Los alimentos ricos en potasio suelen ser las legumbres, las verduras de hoja verde, las frutas y los productos lácteos. Para darle un poco de motivación la próxima vez que vaya al supermercado, aquí hay algunas buenas fuentes de potasio para tener en cuenta.
Frutas y vegetales:
- Albaricoques secos (1510 mg por taza)
- Espinacas (839 mg por taza)
- Bananas (806 mg por taza)
- Plátanos (721 mg por taza)
- Calabaza bellota (644 mg por taza)
- Papas (638 mg por taza)
Lácteos:
- Yogur (573 mg por taza)
- Queso ricotta (539 mg por taza)
- 1% de leche (366 mg por taza)
- Crema agria (150 mg por ½ taza)
- Huevos (87 mg por huevo)
Granos:
- Arroz salvaje (683 mg por taza)
- Quinoa (318 mg por taza)
- Avena (293 mg por taza)
- Harina de maíz (223 mg por taza)
- Arroz integral (154 mg por taza)
Legumbres:
- Frijoles blancos (3640 mg por taza)
- Guisantes (2850 mg por taza)
- Lentejas (731 mg por taza)
- Frijoles negros (611 mg por taza)
- Frijoles rojos (607 mg por taza)
Carne y comida de mar:
- Pechuga de pollo (332 mg por 3 oz)
- Salmón (326 mg por 3 oz)
- Carne de res (315 mg por 3 oz)
- Pechuga de pavo (212 mg por 3 oz)
- Atún (153 mg por 3 oz)
Bebidas:
- Jugo de zanahoria (689 mg por taza)
- Agua de coco (600 mg por taza)
- Jugo de naranja (496 mg por taza)
- Leche de soya (287 mg por taza)
- Café (116 mg por taza)
¿Cuáles son algunas formas creativas de consumir más potasio?
Bien, ahora que tiene una lista completa de alimentos ricos en potasio, es hora de pensar en cómo puede comenzar a agregarlos a sus comidas, y no tiene por qué ser complicado.
Por ejemplo, intente comenzar el día empaquetando sus batidos con ingredientes que sean buenas fuentes del mineral, dice Lancaster.

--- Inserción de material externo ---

PR #42, opened 2019-04-16
adding part 1 pushups

roviram:


students/roviram/lesson01/Lesson_01_Part1_Python_Pushups.py
```diff
@@ -0,0 +1,13 @@
+#---Dev Script---#
```
PythonCHB, line 1: this is in the "Lesson_01" dir -- so need for such a long name .. :-)

PythonCHB (approved):

PythonCHB (approved):

PR #43, opened 2019-04-17
grid print exercise, test passed

kanmenlaohan:


students/Lincoln_Zhang/Session2/grid_print.py
```diff
@@ -0,0 +1,53 @@
...
+#|         |         |
+#|         |         |
+#|         |         |
+#+ - - - - + - - - - +
+
+def print_plus():
+	print ("+",end="")
+
+def print_minus():
+	print(" - - - - ",end="")
```
nairraghav: The parameter we are passing into grid_print should determine the size. It should not be a hardcoded amount of 4 minuses. It looks like you are calculating the "size" of the grid to be the length from top to down. Consider it to be the full length top down and across so a size of 3 should be 3x3.

students/Lincoln_Zhang/Session2/grid_print.py
```diff
@@ -0,0 +1,53 @@
...
+
+def print_pipe():
+	print("|",end="")
+
+def print_newline():
+	print("\n")
+
+def grid_print(r):
+	for r in range(r):
+		if r%5 == 0:
```
nairraghav: This print only prints the top half of the grid, you will want to have a grid of 4 squares at the end.

nairraghav (changes requested):

kanmenlaohan:
assignment 2 from Lincoln

students/ArchWu/Session2/series.py
```diff
@@ -0,0 +1,84 @@
...
+    This function should generalize the fibonacci() and the lucas(),
+    so that this function works for any first two numbers for a sum series.
+    Once generalized that way, sum_series(n, 0, 1) should be equivalent to fibonacci(n).
+    And sum_series(n, 2, 1) should be equivalent to lucas(n).
+    """
+    if n0 == 0 and n1 == 1:
+        return fib2(n)
+    elif n0 == 2 and n1 == 1:
+        return lucas(n)
+    else:
```
nairraghav: Nice job! This else generalized logic should also be able to handle n0,n1 = 0,1 and n0,n1 = 2,1

students/Lincoln_Zhang/Session2/series.py
```diff
@@ -0,0 +1,23 @@
...
+
+	l = [num_1,num_2]
+	if num_1 == 0 and num_2 ==1:
+		print("A Fibonacci series is generated.")
+	elif num_1 == 2 and num_2 == 1:
+		print("A Lucas series is generated.")
+	else:
+		print("A series is generated.")
+	while len(l) <= n:
+		new_num = l[-1] + l[-2]
```
nairraghav, line 18: Interesting method 😄 Nice job, this generalizes the logic for all types of series, good job!

students/Lincoln_Zhang/Session2/grid_print.py
```diff
@@ -0,0 +1,60 @@
...
+# 	r = horizontal_line(boxsize)
+# 	c = vertical_line(boxsize)
+# 	for _ in range(gridsize+1):
+# 		if _%boxsize == 0:
+# 			print ("+ " + r*gridsize)
+# 		else:
+# 			for _ in range(boxsize):
+# 				print ("| " + c*gridsize)
+
+def grid_print_2(boxsize, gridsize):
```
nairraghav, line 49: Nice, grid_print_2 looks great!

students/Lincoln_Zhang/Session2/grid_print.py
```diff
@@ -0,0 +1,60 @@
...
+boxsize = int(input("Please input box size: "))
+gridsize = int(input("Please input grid size: "))
+
+def horizontal_line(boxsize):
+	return "- " * boxsize + "+ "
+
+def vertical_line(boxsize):
+	return "  " * boxsize + "| " 
+
+# def grid_print_1(boxsize, gridsize):
```
nairraghav: We will still want to get grid_print_1 working. The initial print_grid should always create a grid of 4 cells with the total height/length being the parameter we give it. For example: print_grid(9) should return a 2x2 grid where the entire length/height (2 cells worth) is 9. Hint: The middle '+' will handle it such that the each individual cells are of 4 length each.

kanmenlaohan: A commit for this feedback is pushed

students/Lincoln_Zhang/Session2/grid_print.py
```diff
@@ -21,22 +21,28 @@
...
-# 	r = horizontal_line(boxsize)
-# 	c = vertical_line(boxsize)
-# 	for _ in range(gridsize+1):
-# 		if _%boxsize == 0:
-# 			print ("+ " + r*gridsize)
-# 		else:
-# 			for _ in range(boxsize):
-# 				print ("| " + c*gridsize)
+#a scale function for a 4X4 grid
+def grid_print_1(n):
```
nairraghav: I'm not too sure what this is doing. We will not need to sanitize any input to make sure it is modulo 4. 

Refer to the first example shown: https://uwpce-pythoncert.github.io/PythonCertDevel/exercises/grid_printer.html

At the very top, we print a 2x2 grid with grid_print(9). The 9 here represents the total length of 1 side. If you count the number of '-' characters (and the '+') in the middle, we see a total of 9. This is what the parameter is responsible for. Similarly, follow the grid_print(3) and grid_print(15) examples, they still create a 4x4 grid but the sides are of length 3 and 15 respectively.

kanmenlaohan: Thanks I see what you are saying. check out this revision please.

students/Lincoln_Zhang/Session2/fizzbuzz.py
```diff
@@ -0,0 +1,57 @@
+#!#!/usr/bin/env python3
+# Write a program that prints the numbers from 1 to 100 inclusive.
+# But for multiples of three print “Fizz” instead of the number.
+# For the multiples of five print “Buzz” instead of the number.
+# For numbers which are multiples of both three and five print “FizzBuzz” instead.
+
```
PythonCHB, line 6: looks like you've got <tabs> in there. You REALLY want to use only four spaces for indents.

Make sure your editor is configured to put in 4 spaces when you hit the <tab> key.

students/Lincoln_Zhang/Session2/fizzbuzz.py
```diff
@@ -0,0 +1,57 @@
...
+	if not n%15:
+		return "FizzBuzz"
+	else:
+		return n
+
+
+def Fizz_Buzz_filter(n):
+	l = [return_Fizz(n),return_Buzz(n),return_FizzBuzz(n)]
+	if "Fizz" in l:
+		return "Fizz"
```
PythonCHB, line 35: you have the functions return the word, then the hard-coding the word here....

students/Lincoln_Zhang/Session2/fizzbuzz.py
```diff
@@ -0,0 +1,57 @@
...
+	elif "Buzz" in l:
+		return "Buzz"
+	elif "FizzBuzz" in l:
+		return "FizzBuzz"
```
PythonCHB, line 39: if you check for FizzBuzz firt, you wouldn't need to do the full check for both numbers.

students/Lincoln_Zhang/Session2/grid_print.py
```diff
@@ -0,0 +1,67 @@
...
+|         |         |
+|         |         |
+|         |         |
++ - - - - + - - - - +
+|         |         |
+|         |         |
+|         |         |
+|         |         |
++ - - - - + - - - - +
+""")
```
PythonCHB, line 20: like the quick and dirty version :-)

students/Lincoln_Zhang/Session2/grid_print.py
```diff
@@ -0,0 +1,67 @@
...
+n = int(input("Please input a positive integer: ")) 
+
+def horizontal_line(boxsize):
+	return "- " * boxsize + "+ "
+
+def vertical_line(boxsize):
+	return "  " * boxsize + "| " 
+
+
+def grid_print_1(n):
```
PythonCHB, line 33: feels a little complicated, but nicely done!

students/Lincoln_Zhang/Session2/series.py
```diff
@@ -0,0 +1,23 @@
+#!/usr/bin/env python3
+
+
+
+num_1 = int(input("Please input the 1st number: "))
+num_2 = int(input("Please input the 2nd number: "))
+
+def fibonacci(n):
+
+	l = [num_1,num_2]
```
PythonCHB, line 10: would be a bit better (and the assignment :-) ) if num_1 and num_2 were passed in to the function.

But you've got the logic down.

PythonCHB (approved):
nice work!

PR #49, opened 2019-04-17
Added grid1.py

RimleeTalukdar44:
Added grid.py


nairraghav:
Great job, don't forget to add the initial print_grid which only takes 1 argument.

PR #51, opened 2019-04-17
grid file in class

colephalen:


students/ColeP/.idea/vcs.xml
```diff
@@ -0,0 +1,6 @@
+<?xml version="1.0" encoding="UTF-8"?>
```
nairraghav: When committing files, you do not need to commit changes that come from your IDE. Usually this can make things messy, I would recommend taking this out (and not including it in future Pull Requests)

students/ColeP/Session02/fib.py
```diff
@@ -0,0 +1,11 @@
+def fib(n):
+    '''compute the nth fibonacci number'''
+    if n == 0:
+        return 0
+    if n == 1:
+        return 1
+    if n > 1:
+        return n + fib(n-1)
+
```
nairraghav, line 9: Great start! Don't forget to add the lucas series and the sum_series functions.

students/ColeP/Session02/grid_print.py
```diff
@@ -0,0 +1,22 @@
+# horizontal = ('+ ' + ('- ' * 4)) * 2 + '+\n'
```
nairraghav, line 1: Very interesting way to do this, nice job!

PR #52, opened 2019-04-17
session 02 homework updates 

JoeNunnelley:
- add author comments
- add usage function to print_grid.py
- add missing flag handler logic
- add in-class created fast_fib function as an example of non-recursive fibonacci which is much more performant.


nairraghav:
Fantastic job Joe!

PR #53, opened 2019-04-18
Completed Grid Buzz Ex.

jchando1:


students/JasneetChandok/Lesson02/FizzBuzz.py
```diff
@@ -0,0 +1,21 @@
+'''
+Lesson: 02
+Excercise: Fizz Buzz
+Student Name: Jasneet Chandok
+Last Update Date: 04/18/19
+'''
+#!/usr/bin/env python3.6
```
PythonCHB, line 7: if you have a line like this, it should go at the very top of the file, it will only do any good on the first line.

students/JasneetChandok/Lesson02/FizzBuzz.py
```diff
@@ -0,0 +1,21 @@
...
+        if num % 3 == 0 and num % 5 == 0:
+            print ('FizzBuzz')
+        elif num % 5 == 0:
+            print ('Buzz')
+        elif num % 3 == 0:
+            print('Fizz')
+        else:
+        	print(num)
+
+fizz_buzz()
```
PythonCHB, line 21: solid solution.

PR #54, opened 2019-04-19
Lesson 02 finished

gjkim44:
I finished lesson02 assignments.  I got help from you tube for grid printer.   I also used the series_template to finish the fibonacci series exercise.


students/GKim/lesson02/series.py
```diff
@@ -0,0 +1,66 @@
...
+    so that this function works for any first two numbers for a sum series.
+    Once generalized that way, sum_series(n, 0, 1) should be equivalent to fibonacci(n).
+    And sum_series(n, 2, 1) should be equivalent to lucas(n).
+    """
+    if n0 == None and n1 == None:
+        return fibonacci(n)
+
+    elif n0 == 2 and n1 == 1:
+        return lucas(n)
+
```
nairraghav: This is very close! Remember that you will also have to handle series that don't start with 2,1 or no optional parameters. If n0 = 5 and n1 = 2 (or almost any other permutation), this sum_series won't do anything.

Hint: Your fibonacci and lucas functions are extremely similar. Think about how you can use one general function to do both of their jobs

students/GKim/lesson02/grid_printer.py
```diff
@@ -0,0 +1,45 @@
...
+    """
+    prints the "columns" " | " in the grid. just like the row first section is 
+    already created by the input given from user.  The colums print across 
+    """
+    print("|", end = " ")
+    for _ in range(c - 1):
+        print("        |", end = " ")
+    print("        |")
+
+def my_grid(c,r):
```
nairraghav: This is close but it doesn't achieve what we are aiming for. This prints out the rows/columns but we are looking for a grid where the rows/columns are the same. We are looking to grind a grid (with same rows/columns) but the **size** of each individual cell is another factor.

nairraghav:
Series looks good! Please take a look at the Grid Printer comments :)

students/GKim/lesson02/grid_printer.py
gjkim44: Ok I will make changes

students/GKim/lesson02/series.py
```diff
@@ -33,12 +33,13 @@ def sum_series(n, n0=None, n1=None):
     Once generalized that way, sum_series(n, 0, 1) should be equivalent to fibonacci(n).
     And sum_series(n, 2, 1) should be equivalent to lucas(n).
     """
-    if n0 == None and n1 == None:
-        return fibonacci(n)
-
-    elif n0 == 2 and n1 == 1:
-        return lucas(n)
-
+    if n == 0:
```
nairraghav, line 36: Nice job generalizing the function!

students/GKim/lesson02/grid_printer.py
```diff
@@ -0,0 +1,48 @@
...
+    prints the "columns" " | " in the grid. just like the row first section is 
+    already created by the input given from user.  The colums print across 
+    """
+    for _ in range(a-1):
+        print("|", end = "")
+        print("   " * ((c-1)//2), end = "")
+    print("|")
+    
+
+def my_grid(c,a =3):
```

Agregue jugo de naranja como base o agregue un puñado de espinacas, dice ella. Si le encantan los tazones de yogur, agregue algunas frutas secas como albaricoques o granola a base de avena.
También puede usar productos lácteos como complemento o condimento, en lugar de la base de su comida. Hay tantos productos lácteos llenos de potasio. Y esta podría ser una excelente manera de obtener un poco más en sus comidas diarias, dice Jones.
Entonces, si está haciendo tacos, écheles una cucharada de crema agria o mezcle un poco de queso ricotta con su pasta favorita.
Incluye también legumbres ricas en potasio, como lentejas y frijoles negros, en tus comidas diarias, dice Lancaster. Póngalos en varias recetas, como pasta, burritos, sopas o salsas.
Dado que hay tantos alimentos que son buenas fuentes de potasio, el simple hecho de asegurarse de comer una variedad diversa a lo largo del día lo está preparando para el éxito, dice Lancaster.
No hay necesidad de estresarse por cada ingrediente individualmente. En su lugar, diviértete enfocándote en diferentes complementos, ya sea guisando una olla de chile llena de frijoles, echando un poco de pollo y arroz integral en un burrito. O bebiendo un batido de frutas con agua de coco. Mientras pienses en diversificar tu plato, no te olvides de invitar al potasio a la fiesta.